Step 1: Go to the Nodes tab

  1. Log on to the EMR console. In the left-side navigation pane, click EMR on ECS.

  2. In the top navigation bar, select the region where your cluster resides and select a resource group.

  3. On the EMR on ECS page, find the cluster and click Nodes in the Actions column.

Step 2: Configure the node group

On the Nodes page, click Add Node Group. In the Add Node Group pane, configure the following parameters.

Zone

The cluster's zone is selected by default. Click View Zones to select a different zone in the same region.

  • You can only add task node groups in other zones.

  • After adding a cross-zone node group, enable the YARN Node Label feature to partition the cluster into zones. This reduces the impact of cross-zone network bandwidth variance on task performance, particularly during the shuffle phase. For details, see Use Node Labels for node partitioning.

Node group type

Type Description Suited for
Core Core node group Small-to-medium data volumes: log analysis, website traffic statistics
Task Task node group Temporary compute bursts: batch processing, data cleaning
Gateway Gateway node group. Requires DataLake or DataFlow clusters running EMR V5.10.1 or later. High-frequency job submission: data scientist model training, data engineer pipelines
Master-Extend Load extension group. Requires high availability clusters running EMR V3.51.1 or later (V3 line) or EMR V5.17.1 or later (V5 line). Large-scale clusters with high master node load
Only task node groups support spot instances.

About the Master-Extend node group: If the master node carries a high payload, add a Master-Extend node group to offload services from the master. Services are not deployed to the Master-Extend node group automatically after it is created — select the services to deploy when you create the node group.

Billing method

Billing method Supported node group types
Pay-as-you-go Core, Task, Gateway, Master-Extend
Spot instance Task only
Subscription Core, Task, Gateway, Master-Extend

Node group name

The name must be unique within the cluster.

Components

Only Master-Extend node groups support custom service deployment. The following services can be deployed:

  • Hive: HiveMetaStore, HiveServer

  • Kyuubi: KyuubiServer

  • Spark: SparkHistoryServer, SparkThriftServer

Assign Public Network IP

Enable this option to connect all nodes in the node group to the Internet.

vSwitch

Set a vSwitch in the same VPC when creating the node group.

Important

The vSwitch cannot be changed after the node group is created. The vSwitch must be in the same zone as the cluster. Choose carefully before clicking OK.

Additional security group

(Optional) Associate up to four additional security groups with the node group.

Instance type

  • Subscription: select one instance type.

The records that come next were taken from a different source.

PR #439, opened 2022-03-14
Sc Version - Test for commitment tree root computation

ptagl:
This PR introduces additional tests related to the management of the sidechain version, in particular when computing the sidechain commitment tree of a block that includes certificates of both version 0 and 1.

List of changes:
- Extended a Python test to generate a raw block containing two certificates (version 0 and version 1) and a sidechain creation (version 0) and to display the commitment tree root
- Implemented a unit test that deserializes the raw block generated for the test above and then checks that the sidechain commitment tree root is computed as expected

It was not possible to rely on the Python test only because each time it's run it returns different values (different sidechain IDs, due to different transaction hashes, due to different transaction inputs, etc.).

Note that a [similar test](https://github.com/HorizenOfficial/Sidechains-SDK/commit/460ad1f0984e96925e20be8e6c434d2acda439d4) has been introduced on the SDK side (it uses the same data).


i-Alex (approved):

src/gtest/test_libzendoo.cpp
```diff
@@ -625,6 +626,71 @@ TEST(SidechainsField, NakedZendooFeatures_EmptyTreeCommitmentCalculation)
...
+ * 
+ * https://github.com/HorizenOfficial/Sidechains-SDK/commit/460ad1f0984e96925e20be8e6c434d2acda439d4
+ */
+TEST(SidechainsField, CommitmentComputationFromSerializedBlock)
+{
+    SelectParams(CBaseChainParams::REGTEST);
+    const BlockchainTestManager& testManager = BlockchainTestManager::GetInstance();
+
+    // Read hex string from file
+    std::ifstream t("./src/gtest/test-data/block_with_v0_and_v1_certificates.hex");
```
alsala: There might be problems if the UT is not executed from the standard path. In such case the resulting blockData would not be valid because the ifstream would not be valid too

alsala (changes requested):

src/gtest/test_libzendoo.cpp
ptagl: Fixed with commit [50747f8dbabe82f3c6f10f78431ea6e85b3f681b](https://github.com/HorizenOfficial/zen/pull/439/commits/50747f8dbabe82f3c6f10f78431ea6e85b3f681b).

Added a way to retrieve the path of the file containing the raw block hex string from the path of the `gtest` binary.

i-Alex (approved):

src/gtest/test_libzendoo.cpp
alsala: Ok, seems fine!

alsala (approved):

  • Pay-as-you-go or spot instance (Task node groups only): select up to 10 instance types with the same vCPU count and memory size as fallback options.

Storage configuration

Disk type Options Size range Recommended minimum
System disk Enterprise SSD (ESSD) or ultra disk 60 GiB–500 GiB 120 GiB
Data disk Enterprise SSD (ESSD) or ultra disk 40 GiB–32,768 GiB 80 GiB

For ESSDs, specify a performance level (PL) based on disk capacity:

  • System disk: PL0, PL1, PL2 (default: PL1)

  • Data disk: PL0, PL1, PL2, PL3 (default: PL1)

For more information, see Disks.

Resource reservation policy

This parameter is available only for Task node groups with Pay-as-you-go billing.

Associates your private ECS capacity pools. To reserve capacity, go to the ECS console first. For details, see Resource Butler overview.

Option Behavior
Public Pool Only (default) Fulfills requests directly from public resource pools
Private Pool First Draws from your specified private pool first; falls back to public pools if the private pool lacks capacity
Specified Private Pool Locks the node group to a specific private pool

Automatic compensation

This parameter is available only for Task node groups.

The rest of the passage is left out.